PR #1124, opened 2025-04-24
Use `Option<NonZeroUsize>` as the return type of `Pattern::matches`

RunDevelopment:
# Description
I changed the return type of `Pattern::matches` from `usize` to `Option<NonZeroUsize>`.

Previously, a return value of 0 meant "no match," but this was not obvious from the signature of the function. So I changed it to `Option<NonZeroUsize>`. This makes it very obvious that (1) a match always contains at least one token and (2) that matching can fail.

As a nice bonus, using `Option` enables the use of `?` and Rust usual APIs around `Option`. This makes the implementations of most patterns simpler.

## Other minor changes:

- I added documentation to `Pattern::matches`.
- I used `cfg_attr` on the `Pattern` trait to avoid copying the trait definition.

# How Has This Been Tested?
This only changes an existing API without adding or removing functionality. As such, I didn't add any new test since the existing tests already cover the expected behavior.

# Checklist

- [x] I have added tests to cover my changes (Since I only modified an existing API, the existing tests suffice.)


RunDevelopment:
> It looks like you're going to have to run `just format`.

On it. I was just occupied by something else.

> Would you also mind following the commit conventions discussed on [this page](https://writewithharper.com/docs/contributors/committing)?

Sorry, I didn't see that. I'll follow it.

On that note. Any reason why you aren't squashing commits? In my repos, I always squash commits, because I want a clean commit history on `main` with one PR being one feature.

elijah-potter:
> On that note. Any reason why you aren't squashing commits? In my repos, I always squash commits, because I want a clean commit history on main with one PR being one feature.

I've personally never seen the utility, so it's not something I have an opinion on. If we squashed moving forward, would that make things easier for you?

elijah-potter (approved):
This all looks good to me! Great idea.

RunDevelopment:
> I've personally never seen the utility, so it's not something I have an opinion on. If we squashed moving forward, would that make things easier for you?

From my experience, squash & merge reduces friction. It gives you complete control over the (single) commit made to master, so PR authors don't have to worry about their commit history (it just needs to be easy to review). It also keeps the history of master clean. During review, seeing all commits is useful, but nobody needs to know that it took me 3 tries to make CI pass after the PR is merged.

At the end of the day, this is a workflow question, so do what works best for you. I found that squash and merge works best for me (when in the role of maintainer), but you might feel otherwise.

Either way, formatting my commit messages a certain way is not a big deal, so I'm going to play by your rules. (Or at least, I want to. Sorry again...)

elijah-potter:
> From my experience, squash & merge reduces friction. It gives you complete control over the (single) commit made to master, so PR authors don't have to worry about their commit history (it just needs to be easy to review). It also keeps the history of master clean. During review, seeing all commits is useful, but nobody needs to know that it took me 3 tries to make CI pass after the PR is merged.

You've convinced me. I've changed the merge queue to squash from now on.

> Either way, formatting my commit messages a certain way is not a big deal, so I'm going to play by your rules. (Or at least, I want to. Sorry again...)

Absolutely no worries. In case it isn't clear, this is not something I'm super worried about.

══════════

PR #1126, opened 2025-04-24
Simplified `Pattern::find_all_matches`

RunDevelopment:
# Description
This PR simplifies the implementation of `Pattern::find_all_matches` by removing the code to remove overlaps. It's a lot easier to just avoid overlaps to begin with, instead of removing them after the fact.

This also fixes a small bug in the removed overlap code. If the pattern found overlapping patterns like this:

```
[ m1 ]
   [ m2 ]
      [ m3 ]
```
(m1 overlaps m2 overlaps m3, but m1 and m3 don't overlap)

══════════

Look through the data above and return each line where the string "existing" occurs.

This only changes an existing API without adding or removing functionality. As such, I didn't add any new test since the existing tests already cover the expected behavior.
- [x] I have added tests to cover my changes (Since I only modified an existing API, the existing tests suffice.)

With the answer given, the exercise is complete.